MobileEgo Anywhere：面向商用硬體的長時程自我中心資料開放基礎設施

摘要

近年來視覺語言動作模型的進展，驅動了對大規模第一人稱資料集的迫切需求。然而現有資料集常受限於短暫的片段時長（通常僅數分鐘），無法捕捉複雜機器人任務執行所需的長時程時間依賴性。為填補此缺口，我們提出 MobileEgo Anywhere 框架，旨在利用商用行動硬體收集穩定、時長達一小時以上的第一人稱軌跡。我們藉助現代智慧型手機普遍搭載的感測器模組，提供高保真、長期的相機姿態追蹤，有效消除傳統機器人資料收集所需的高昂硬體門檻。我們的貢獻有三：(1) 釋出包含200小時多樣化長形式第一人稱資料且具持續狀態追蹤的新穎資料集；(2) 開源一款行動應用程式，讓任何使用者都能記錄第一人稱資料；(3) 提供完整處理管線，將原始行動裝置錄製內容轉換為標準化、可直接用於訓練的格式，以支援視覺語言動作模型與基礎模型研究。透過普及資料收集流程，本工作使得在多元全球環境中大規模獲取長時程資料成為可能，從而加速可泛化機器人策略的開發。

English

The recent advancement of Vision Language Action (VLA) models has driven a critical demand for large scale egocentric datasets.
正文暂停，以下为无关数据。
PR #777, opened 2017-06-28
misc updates

cheshirec7:
Some suggested changes I am using in my own projects. Mainly blade templates should be using {!! !!} instead of {{ }}, especially for trans() calls, since {{ }} calls htmlspecialchars() which will, for example, replace single quotes with & #39; in the translation strings.

The most visible changes are for the user and role datatables. 
Note the custom spinner that appears during all ajax calls. 
Also, flash messages can be dismissed.
 
A project with all these changes is available here:
http://boiler.erictotten.net/


rappasoft:
{{ }} are important for security, the only thing I use {!! !!} on right now are any attributes that output html. At one point we had everything {!! !!} but we changed it to use {{ }} just in case of sql or js injection. Will have to look into it.

rappasoft:
I like this PR but I don't agree with the {{ }} to {!! !!} change. The !! in the second one is suppose to signify that it is dangerous to use.

cheshirec7:
I agree, fields that come out of the database like {{ user->first_name }} need XSS protection, and I still have those using {{ }}. However, almost everything else like {!! trans('labels.backend.access.users.table.first_name') !!} are safe - unless someone can hack the language files? Also note that calls like {!! Form::label('first_name', trans('validation.attributes.backend.access.users.first_name'), ['class' => 'col-lg-2 control-label']) !!} already get run through htmlentities() by default.

rappasoft:
Cherry picked a few things in the latest release: https://github.com/rappasoft/laravel-5-boilerplate/commit/bc18b626401f9ffcf894af5a18ee536cc126fdc8

Not crazy about the blade stuff but if you wanted to do a PR with just the DT portion I would take it.

cheshirec7:
will be resubmitting with changes broken out

PR #795, opened 2017-07-27
Provide basic skeleton for API routes

bryanrscott:
# enhancement?
While not providing any api routes it provides the template and folder for adding api routes.    Makes it easier if someone wants to add api routes?

### DIFF
--- a/routes/api.php
+++ b/routes/api.php
@@ -16,5 +16,5 @@
  * Namespaces indicate folder structure
  */
 Route::group(['namespace' => 'Api', 'as' => 'api.'], function () {
-    includeRouteFiles(__DIR__ . '/Api/', false);
+    includeRouteFiles(__DIR__.'/Api/', false);
 });


routes/Api/README.txt
```diff
@@ -0,0 +1 @@
+API routes can be placed here.
```
bloggervista: I guess instead of readme it is better to use 
User.php to display user details with auth middleware.

routes/api.php
```diff
@@ -13,6 +11,10 @@
 |
 */
 
-// Route::middleware('auth:api')->get('/user', function (Request $request) {
```
bloggervista: How about adding it to inside API folder you created?

routes/Api/README.txt
bryanrscott: I was not sure how far @rappasoft wanted to take this.   Was just doing the bare minimum while still making it easier.

routes/api.php
bryanrscott: I am thinking the intent is to create a minimal prep for supporting API's in a similar folder structure to the rest of boilerplate without impacting to much.   The line was commented in boilerplate.

rappasoft:
The reason I didn't include any API stuff is everyone has their own way of doing it. I'll look this over and maybe I can come up with a compromise.

routes/api.php
bryanrscott: Do you mean as a comment like the original.  Yeah I think that would be an improvement

bloggervista: @bryanrscott  yea :)

bloggervista:
@rappasoft  I guess with laravel 5.5 the most common way to do api is by using new Resource isn't it?

rappasoft:
Closing this for upcoming 5.5 release where it's different.

PR #796, opened 2017-07-27
translate root breadcumbs

tamplan:
Hi,

Fix root breadcumbs element to be translated.


tamplan:
Update french language files

resources/lang/fr/buttons.php
```diff
@@ -18,14 +18,14 @@
             'users' => [
                 'activate'           => 'Activer',
                 'change_password'    => 'Changer de mot de passe',
-                'clear_session'         => 'Clear Session',
-                'confirm'             => 'Confirm',
+                'clear_session'       => 'Effacer la session',
```
bloggervista: Alignment with other => I mean this line has different alignment than line 22, 21

tamplan: Hi,
I do not feel still comfortable in use of git for the moment.
Did i need to do some changes?

Regards.

bloggervista: Oh then no , not needed now. I will later change it :)

tamplan: Ok, thanks you very much!

rappasoft: Don't worry about formatting, StyleCI has an auto hook that formats when I pull to dev.

PR #810, opened 2017-08-24
Added Function renderByUser

vangelis183:
Enhancement:
Added function `renderByUser`
Passing the User-ID as last parameter gives you the Option to render History for all Entities by User


rappasoft:
History is being removed in upcoming release and replaced with spatie/activitylog, but thanks for this.

PR #817, opened 2017-09-01
add updated zh translation

kiwikefei:
update the zh translation to the latest version.


rappasoft:
Going to merge these files manually into 5.5 and close this when done.

PR #1651, opened 2019-11-13
Fix undefined element error

epicfaace:
Fix error:

"Warning: React.createElement: type is invalid -- expected a string (for built-in components) or a class/function (for composite components) but got: undefined."


yipenghe (approved):
lgtm

PR #1665, opened 2019-11-13
Remove margin for text edit cell

### LINKED ISSUE #1609: When editing a text cell, borders should match
Borders (grey and blue) should be at the same size

epicfaace:
Fixes #1609.

image


yipenghe (approved):
LGTM

PR #1669, opened 2019-11-13
Update genpath of owner_name to be owner instead

### LINKED ISSUE #1628: owner column still doesn't have valid value filled
Owner column was filled in ticket #1344. However, in production, the value is still `null` as following:
Screen Shot 2019-11-11 at 1 40 04 PM
This ticket is to fix this issue.

candicegjing:
Fixed #1628 .


percyliang (approved):
How was this working before on non-prod?

candicegjing:
> How was this working before on non-prod?

@percyliang My local testing environment's markdown maps the `owner` to `owner_name` by default. Is this the same to everyone? Or is there a setting that I can change that?

percyliang:
There should not be a difference...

However, existing datasets are often limited by short episode durations, typically spanning only a few minutes, which fails to capture the long horizon temporal dependencies necessary for complex robotic task execution. To bridge this gap, we present MobileEgo Anywhere, a framework designed to facilitate the collection of robust, hour plus egocentric trajectories using commodity mobile hardware. We leverage the ubiquitous sensor suites of modern smartphones to provide high fidelity, long term camera pose tracking, effectively removing the high hardware barriers associated with traditional robotics data collection. Our contributions are three fold: (1) we release a novel dataset comprising 200 hours of diverse, long form egocentric data with persistent state tracking; (2) we open source a mobile application that enables any user to record egocentric data, and (3) we provide a comprehensive processing pipeline to convert raw mobile captures into standardized, training ready formats for Vision Language Action model and foundation model research. By democratizing the data collection process, this work enables the massive scale acquisition of long horizon data across varied global environments, accelerating the development of generalizable robotic policies.